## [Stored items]
==*==
PR #34, opened 2022-11-21
Correct pump names

BenPru:


custom_components/luxtronik/binary_sensor.py
```diff
@@ -210,12 +211,21 @@ async def async_setup_entry(
...
+            name=text_heating_main_circulation_pump,
+            icon="mdi:pump",
+            device_class=DEVICE_CLASS_RUNNING,
+        ),        
+        LuxtronikBinarySensor(
+            hass=hass,
+            luxtronik=luxtronik,
+            deviceInfo=deviceInfo,
+            sensor_key='calculations.ID_WEB_VBOout',
+            unique_id="fan_brine_or_solar_heat_source_pump",
```
Kars-de-Jong, line 224: It should not be "solar". The translation from German may be a bit problematic here.
"Ventilator, Brunnen- oder Soleumwälzpumpe"
Ventilator -> Fan
Brunnen -> Well
Sole -> Brine

PR #57, opened 2022-12-20
Change minimum value of heating_room_temperature_impact_factor to 0

Kars-de-Jong:
You should be able to set it to 0 to completely disable the RBE. This can be useful in an automation which detects that the window is open in the room with the RBE.

The heatpump menu also allows this.


BenPru (approved):
Thanks

PR #73, opened 2023-01-22
Update icons for low and high pressure sensors

Kars-de-Jong:
Without this change, the pressure sensors are shown using a thermometer icon.


BenPru:
@Kars-de-Jong 
Thanks for your pr.
I have changed it to strings and changed the high icon to gauge-full.
Are you okay with this?

Kars-de-Jong:
@BenPru Ah, sorry about the strings. That’s what you get for editing online outside an IDE.

I used gauge because it is the exact opposite of gauge-low. The scale shows 4 dots, gauge-low is at the second, gauge is at the third.

The opposite of gauge-full (which is full scale) is gauge-empty, but I found those too extreme.

BenPru (approved):

PR #74, opened 2023-01-22
Heating Thermostat v0.5

rhammen:
[BETA]
First version of the Heating Thermostat (#3) .
The Heathing Thermostat must be enabled by using  "Configure" on the integration. (And can also be disabled again in the same way).
The Heating Thermostat controls the Luxtronik heating target_correction, as follows:
target_correction = 100% * (T_Thermostat - T_Room).
T_Thermostat is the temperature you set on the Thermostat.
T_Room is the room temperature, based on the sensor you defined in "Configure".

Example:
- T_Thermostat = 21.0 C
- T_Room = 20.0 C
--> target_correction = +1.0 C
This means that the heatpump will set the Return Flow target to a +1.0 C (in an attempt to decrease the temperature difference quicker).

Some additional notes:
- The target_correction will be set in multiples of 0.5 C
- During HA start, the T_Thermostat will be set based on the current T_room and current target_correction
- It may take 60 seconds after start for the Heating Thermostat to show the current values for the first time.
- In case the Heating Thermostat is disabled, the Thermostat will show the current room temperature, but it will not now the target temperature. Changing the thermostat value is possible will not result in anything.
- In case an RBE (room wall thermostat) is configured, the RBE will already act as a thermostat. The HA thermostat will now act on T_Thermostat(HA) - T_Thermostat(RBE).

This feature BETA, please report any issues you may observe or questions you may have.
The Logs currently contain quite some logging on the thermostat.
In case of issues, it helps to provide the relevant part of the logs.


BenPru:
@rhammen Thanks for your pr. I try to test it locally with my heatpump.
I'm currently recreating this project. The current code is available in the branch [core-preview](https://github.com/BenPru/luxtronik/tree/core-preview).
At the moment I have a rudimentary climate thermostat only for heating there. The domestic water is moved to the platform water_heater. And cooling is currently not implemented.
Perhaps we should merge your changes in this branch.
And another idea: Do we need an extra theromstat for cooling? Or should it be handled with the same heating thermostat?

rhammen:
> And another idea: Do we need an extra thermostat for cooling? Or should it be handled with the same heating thermostat?

I can imagine one combined heating/cooling thermostat that works like this:
```
 IF sensor.luxtronik2_outdoor_temperature_average < number.luxtronik2_heating_threshold_temperature: 
     <Thermostat in Heating mode>: 
    Thermostat controls number.luxtronik2_heating_target_correction based on (<Thermostat target> - room temperature )
ELSE
    <Thermostat in Cooling mode>:
    Thermostat controls directly number.luxtronik2_cooling_threshold_temperature . 
   (This parameter is the outdoor temperature above which the heat-pump will start cooling) 
```

BenPru:
> controls directly number.luxtronik2_cooling_threshold_temperature

I think `cooling_threshold_temperature` is a config setting value and should not set via thermostat. I think the temperature param to set is `ID_Sollwert_Kuehl1_akt`.
Perhaps we can use the middle of `heating_threshold_temperature` + `cooling_threshold_temperature` to detect heating or cooling "season". If we use only `heating_threshold_temperature` the climate thermostat perhaps changes very often in the heating season to cooling.
We can check at midnight which mode should be active and change the displayed name and available modes.
Heating:
* hvac_modes=`[HVACMode.HEAT, HVACMode.OFF]`,
* preset_modes=`[PRESET_NONE, PRESET_AWAY, PRESET_BOOST]`,
* supported_features=`ClimateEntityFeature.AUX_HEAT | ClimateEntityFeature.PRESET_MODE | ClimateEntityFeature.TARGET_TEMPERATURE`

Cooling:
* hvac_modes=`[HVACMode.COOLING, HVACMode.OFF]`,
* preset_modes=`[]`,
* supported_features=`ClimateEntityFeature.TARGET_TEMPERATURE`


```
IF `has_cooling` AND `outdoor_temperature_average` > (`heating_threshold_temperature` + `cooling_threshold_temperature`) / 2: 
    <Thermostat in Cooling mode>:
    Thermostat controls directly parameters.ID_Sollwert_Kuehl1_akt. 
ELSE
     <Thermostat in Heating mode>: 
    Thermostat controls number.luxtronik2_heating_target_correction based on (<Thermostat target> - room temperature )
```

rhammen:
Sorry, but I really think the cooling thermostat should set the cooling_threshold_temperature: "parameters.ID_Einst_KuehlFreig_akt". This is the main parameter that determines if the heatpump should start cooling or not.
At my heatpump ID_Sollwert_Kuehl1_akt = 0; it could be that this is a binary parameter that defines if cooling may start or not, but I think this is not a temperature setting as you suggest.
I don't think there is a need to make it more complex than it needs to be. The heatpump will start heating when the outdoor (average?) temperature is below heating_threshold_temperature . Similarly, the heatpump will start cooling when the outdoor (average?) temperature is above cooling_threshold_temperature . 
Between cooling_threshold_temperature  and heating_threshold_temperature  will neither cool not heat.
So I'd say just checking that cooling_threshold_temperature > heating_threshold_temperature should be enough?

The main problem/challenge with cobining the heating and cooling thermostat is that the PRESET_modes and their target (cooling or heating) change.
If you combine them in 1 thermostat, you basically can't set/access the heating modes in summer, and the cooling modes in winter. This may confuse users, especially in spring and fall...

In the Alpha Control App their are 3 entries year-round: heating, domestic water, and cooling.
Why do we want to do it differently?
So this brings us back to the question: should we really combine them into 1 thermostat?
Is the advantage (1 thermostat) worth the drawbacks (less logical behaviour) ?

BenPru:
> So I'd say just checking that cooling_threshold_temperature > heating_threshold_temperature should be enough?

Its okay for me. Unfortunately, my heat pump has no cooling and so I'm not that deep into the cooling matter.

> In the Alpha Control App there are 3 entries year-round: heating, domestic water, and cooling.
> Why do we want to do it differently?

Who uses this app? It's not the best.
When do you need heating and cooling at the same time?
Have anyone two RBEs - one for heating and one for cooling?
The HA climate thermostat can heat and cool. So why sould we not use it?

AJediIAm:
I looked at this feature and I think it does not work well with my heatpump. 

When I change the temperature from 20C to 21C using the room thermostat, this feature will increase the correction temperature to +1C, causing the heatpump to overshoot the 21C. 

These kind of corrections should be made through an automation template supplied seperatly. Having this part of an integration is against the design filosofie of home assistant.

AJediIAm:
This integration should be used instead: https://github.com/custom-components/climate.programmable_thermostat

rhammen:
> I looked at this feature and I think it does not work well with my heatpump.
> 
> When I change the temperature from 20C to 21C using the room thermostat, this feature will increase the correction temperature to +1C, causing the heatpump to overshoot the 21C.

Do I understand it correctly that you installed the changed files in this PR, and you observed the room temperature overshooting the temperature you set with the thermostat? This is not intended: when the room temperature gets closer to the target temperature (21C), the correction should have been reduced. E.g. at room = 20.5 C, the correction should have been changed to 0.5 C. And at Room = 21C, the correction should have been set to 0.
Can you share the full HA logs when you experienced this, so I can have a look to see if I can understand what happened?

BenPru:
I tested this pull request. And it didn't work for me as expected. But I'm afraid my automation interfered and changed the target correction.
Unfortunately, my test is not conclusive.
However, I noticed that the thermostat (heating and hot water) shows hvac_action heating although there is no heating.

AJediIAm:
> > I looked at this feature and I think it does not work well with my heatpump.
> > When I change the temperature from 20C to 21C using the room thermostat, this feature will increase the correction temperature to +1C, causing the heatpump to overshoot the 21C.
> 
> Do I understand it correctly that you installed the changed files in this PR, and you observed the room temperature overshooting the temperature you set with the thermostat? This is not intended: when the room temperature gets closer to the target temperature (21C), the correction should have been reduced. E.g. at room = 20.5 C, the correction should have been changed to 0.5 C. And at Room = 21C, the correction should have been set to 0. Can you share the full HA logs when you experienced this, so I can have a look to see if I can understand what happened?

I had something similar implemented through an automation to adjust the room temperature, but the temperature became very unstable. During cooking, more cold air would come in die to the extra ventilation and the room temperature would drop half a degree. As a result, the floor heating would get a bit hotter. This heat would stay in the house for the rest of the evening.
I have a well insulated house with a relatively large heating surface, so it takes a long time to cool down.

There is a reason the heatpump does not take the room temperature into account to adjust the heating. Once the heating pattern is defined correctly, no adjustments are needed.

BenPru:
> There is a reason the heatpump does not take the room temperature into account to adjust the heating. Once the heating pattern is defined correctly, no adjustments are needed.

I use two indoor temperatures. The first is the average temp from all room thermostats. And yes if the sun shines in the living room this temperature rises fast and is not good to use for heating.
The second and for me the primary heating temperature is the air outgoing temperature from my ventilation system. It is slow and has 0.5 C° steps. But it is stable and a very good indicator.

PR #78, opened 2023-01-25
Optimize detect_solar_present

BenPru:


rhammen:
For me, this change did not fix the problem. Then new code in lines 159 and 162 still checks with an OR for these visibilities.

PR #81, opened 2023-01-29
Another attempt to fix the solar detection

rhammen:
2023.01.29 still added solar sensors to my setup, where I do not have a solar collector :-(

The problem in my view is that 
1) the solar detection from luxtronik_device.py was not used (disabled) in sensor.py
2) in my heatpump:
LUX_DETECT_SOLAR_SENSOR = 0
ID_Visi_Temp_Solarkoll =1
ID_Visi_Temp_Solarsp = 1
ID_WEB_Temperatur_TSK = 5 
ID_WEB_Temperatur_TSS = 150

I tried fixing the problem for my setup without breaking it for others...


BenPru:
I think this is good.
Please note that I will always generate some of the sensors and in the future all of them. I just set the default enabled status to true or false. However, if this status was (wrongly) set by a previous version, the original status may be retained.

PR #106, opened 2023-06-30
Add texts for switchoff_reason Schaltspielsperre/Switching cycle lock

macrojames:
Just encountered Switchoff: 18 and looked at the heatpump.


BenPru (approved):
Thanks

PR #109, opened 2023-07-29
Create repository.yaml

dinkelnaar:
Tryto get integrated in homeassist. Manual says this file needs to be there.


AJediIAm:
Wouldn't it be better to list BenPru as the maintainer since he's the one who made all of this?

BenPru (approved):

Issue #535, opened 2025-10-21
[tx] Make rl_loop.py example work


pcmoritz:
We are almost there with making the `rl_loop.py` example from the tinker cookbook work (all the features are there).

I think the remaining items are:

1. Make batching work for the sampling (otherwise it is very slow)
2. Find the right configurations for the database sessions, e.g. something like

```python
from sqlalchemy.pool import StaticPool
from sqlalchemy import text
```
```python
        self.db_engine = create_engine(
            f"sqlite:///{db_path}",
            echo=False,
            poolclass=StaticPool,  # Single persistent connection
            connect_args={
                "timeout": 30.0,  # Wait up to 30s for locks
                "check_same_thread": False,  # Allow connection sharing
            }
        )

        # Enable WAL mode for better concurrency
        with self.db_engine.connect() as conn:
            conn.execute(text("PRAGMA journal_mode=WAL"))
            conn.commit()
```

VThejas:
Hey @pcmoritz! I would like to pick this up, could you share some details on how I can proceed?

My current thought process:
- copy and run the rl_loop.py script and see what's missing
- I can investigate the batching of sampling calls which you mention above

Could you share more details on what the issue with the database configuration is?

pcmoritz:
Hey @VThejas thanks for your interest, I believe this issue is now already resolved. I created a new issue that might be a good issue to get started: https://github.com/NovaSky-AI/SkyRL/issues/646 -- I wonder if you would be interested in that. Otherwise, implementing any other missing functionality right now would be very much appreciated. I would encourage you to just try stuff out that you are interested in and if you see anything missing that you need, implement it :)

I'll close this issue for now, we can discuss more in https://github.com/NovaSky-AI/SkyRL/issues/402 if you want to generally talk about what is currently missing :)

PR #564, opened 2025-10-24
[tx] PostgreSQL Database support

atemaguer:
This PR implements the https://github.com/NovaSky-AI/SkyRL/issues/520 issue and introduces PostgreSQL database support. Now users can just define a TK_DATABASE_URL environment variable, and the engine will persist data to this remote Postgres database when skyrl-tx is deployed as a service.

### DIFF
--- a/skyrl-tx/tx/tinker/db_models.py
+++ b/skyrl-tx/tx/tinker/db_models.py
@@ -43,8 +43,7 @@ def get_async_database_url(db_url: str | None = None) -> str:
     Raises:
         ValueError: If the database scheme is not supported.
     """
-    url_str = get_database_url(db_url)
-    parsed_url = sqlalchemy_url.make_url(url_str)
+    parsed_url = sqlalchemy_url.make_url(get_database_url(db_url))
 
     match parsed_url.get_backend_name():
         case "sqlite":


atemaguer:
@pcmoritz, Any chance you know why the CPU tests are failing?

pcmoritz:
Hmm, not sure, but sometimes it just gets cancelled (doesn't seem to happen often), let's just re-run it :)

pcmoritz:
I can review and get this PR merged now, I wonder did you have a chance to try it out with Postgres / are there any other problems besides being able to configure the URL (e.g. around the queries). After we finish fixing https://github.com/NovaSky-AI/SkyRL/issues/535, I might go back to getting some docs set up, then we can also add some docs on how to run things with postgres :)

atemaguer:
Yes. I did test it with a Postgres database, and things worked fine. I've also added support for alembic in another branch, which I'll push once postgres support is merged.

pcmoritz:
Awesome, thank you so much, this is great!

skyrl-tx/tx/tinker/config.py
```diff
@@ -51,7 +57,15 @@ def add_model(parser: argparse.ArgumentParser, model: type[BaseModel]) -> None:
         else:
             # Add type if available
             if field.annotation is not None:
-                kwargs["type"] = field.annotation
+                # Handle Union types (e.g., str | None)
```
pcmoritz: This handling looks pretty brittle (especially going forward if we want to handle more complex types), I think it will be better to add something like `json_schema_extra={"argparse_type": str},` to the pydantic field, and then use the type from that (and fall back to field.annotation if that's not defined).

pcmoritz:
The PR looks great, I made a small suggestion to improve it (about the typing), if you have time to update it go for it, otherwise I'm happy to apply the fix after dinner and get it merged :)

pcmoritz:
I'm back now, working on the few small changes and getting it merged :)

pcmoritz (approved):
Very nice, thanks a lot for contributing this, let's merge it now :)

PR #569, opened 2025-10-24
[skyrl-train] Enforce eager by default

SumanthRH:
# What does this PR do?

Set `enforce_eager` to true by default. 

We've seen issues with cuda graphs affecting convergence on some training runs. This is likely drift due to train <> rollout logprobs mismatch, but we need to investigate this better. 

Until then, it is best to turn off cuda graphs by default. Training runs are stable by default, more performant if the user chooses so.


SumanthRH:
The only example scripts where we explicitly set `enforce_eager=false` are FlashRL scripts, which IMO is fine to stay as is due to TIS

PR #570, opened 2025-10-25
[skyrl-train][Examples] Support truncated importance sampling for `StepWiseGenerator`

SumanthRH:
# What does this PR do?

Adds support for truncated importance sampling (TIS ) with the step wise example. This means that TIS can now be used with multi-turn training

The implementation is mostly straightforward. One thing to note is that we append an EOS token in the agent loop when stop tokens are passed. This is a new token that was not generated by the model and thus logprobs are not available - thus this token is masked out.

### DIFF
--- a/format.sh
+++ b/format.sh
@@ -1,7 +1,7 @@
 set -e
 
 if command -v uv >/dev/null 2>&1; then
-    uv pip install --system -q pre-commit
+    uv pip install -q pre-commit
 else 
     pip install -q pre-commit
 fi


skyrl-train/skyrl_train/utils/utils.py
```diff
@@ -287,11 +287,6 @@ def validate_cfg(cfg: DictConfig):
 
         if cfg.generator.backend == "sglang":
             raise NotImplementedError("`trainer.algorithm.use_tis` doesn't support Sglang backend, please use vLLM")
-
```
SumanthRH, line 290: This validation is too restrictive so I have removed it. 

Now, we can use TIS with multi-turn generation in the step wise example

skyrl-train/examples/step_wise/step_wise_generator.py
```diff
@@ -61,6 +61,12 @@ def __init__(
         if not self.use_conversation_multi_turn:
             raise ValueError("`StepWiseGenerator` doesn't support `use_conversation_multi_turn=False`")
 
+    def _validate_cfg(self, generator_cfg: DictConfig):
+        if len(generator_cfg.chat_template_kwargs) and generator_cfg.batched:
+            raise ValueError(
+                "`chat_template_kwargs` is not compatible with `batched=True` since the chat templating is handled by the inference engine"
+            )
```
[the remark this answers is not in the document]
SumanthRH: It ok

skyrl-train/examples/step_wise/step_wise_generator.py
```diff
@@ -333,12 +343,16 @@ def _get_next_input_ids_with_multiturn_chat_template(
...
         Returns:
             input_ids: List[int]
             loss_mask: List[int]
         """
         input_ids += output_ids
-        loss_mask = [1] * len(output_ids)
+        # if `added_eos` is `True`, then  the EOS token was not generated and only added in the
+        # agent loop. For consistency with other entities like logprobs , we ignore it in the loss
+        # mask
+        loss_mask = [1] * len(output_ids) if not added_eos else [1] * (len(output_ids) - 1) + [0]
```
CharlieFRuan, line 359: Good point! Could you make this change to the base `skyrl_gym_generator.py` instead? So that we have the same behavior and only coded in one place.

skyrl-train/examples/step_wise/step_wise_generator.py
```diff
@@ -137,19 +140,24 @@ async def agent_loop(
             output = engine_output["responses"][0]
             output_ids = engine_output["response_ids"][0]
             stop_reason = engine_output["stop_reasons"][0]
+            response_logprobs = engine_output.get("response_logprobs", None)
+            if response_logprobs is not None:
+                response_logprobs = response_logprobs[0]
```
CharlieFRuan, line 145: Can we add an assert here `assert len(output_ids) == len(response_logprobs)`? Similarly for `generate_batched` 

I see we do `response_logprobs += [0] * (len(loss_mask) - len(response_logprobs))` later on here, and `generate_batched` does `sample_logprobs = logprobs[i][: len(response_ids)]`. I am worried that this hides potential mismatch of logprobs length and output ids length.

SumanthRH: Done! actually I added the assert at the very end to catch issues. Should be good

skyrl-train/examples/step_wise/step_wise_generator.py
```diff
@@ -162,11 +170,10 @@ async def agent_loop(
...
             # Follow multi-turn chat history format.
             input_ids, loss_mask = self._get_next_input_ids_with_multiturn_chat_template(
-                input_ids,
-                output_ids,
-                new_obs,
-                done,
+                input_ids, output_ids, new_obs, done, added_eos
             )
+            if response_logprobs is not None:
+                response_logprobs += [0] * (len(loss_mask) - len(response_logprobs))
```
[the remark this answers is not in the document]
SumanthRH: bruh that is loss mask  in teh other generator @gemini-code-assist

skyrl-train/examples/step_wise/step_wise_generator.py
CharlieFRuan: But if you add it to the very end, it is after `response_logprobs += [0] * (len(loss_mask) - len(response_logprobs))` right? Which hides potential mismatch before this. I was hoping to add a `len(output_ids) == len(response_logprobs)` right after parsing them. There can be possible mismatch due to re-tokenization

CharlieFRuan: But I guess it is trivial because we do TI/TO when we use logprobs. Though I'm worried this assumption could change in later PRs

SumanthRH: I think we can revisit this later - I don't think the assertion you mentioed should be here - it should be a unit test for the inference engine abstractions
==*==
## [PROBLEM DESCRIPTION]
The output should be exactly the lines above from the line containing "However, I noticed" to the line containing "I had something", inclusive, with no other lines.

## [EXERCISE OUTPUT]
However, I noticed that the thermostat (heating and hot water) shows hvac_action heating although there is no heating.

AJediIAm:
> > I looked at this feature and I think it does not work well with my heatpump.
> > When I change the temperature from 20C to 21C using the room thermostat, this feature will increase the correction temperature to +1C, causing the heatpump to overshoot the 21C.
> 
> Do I understand it correctly that you installed the changed files in this PR, and you observed the room temperature overshooting the temperature you set with the thermostat? This is not intended: when the room temperature gets closer to the target temperature (21C), the correction should have been reduced. E.g. at room = 20.5 C, the correction should have been changed to 0.5 C. And at Room = 21C, the correction should have been set to 0. Can you share the full HA logs when you experienced this, so I can have a look to see if I can understand what happened?

I had something similar implemented through an automation to adjust the room temperature, but the temperature became very unstable. During cooking, more cold air would come in die to the extra ventilation and the room temperature would drop half a degree. As a result, the floor heating would get a bit hotter. This heat would stay in the house for the rest of the evening.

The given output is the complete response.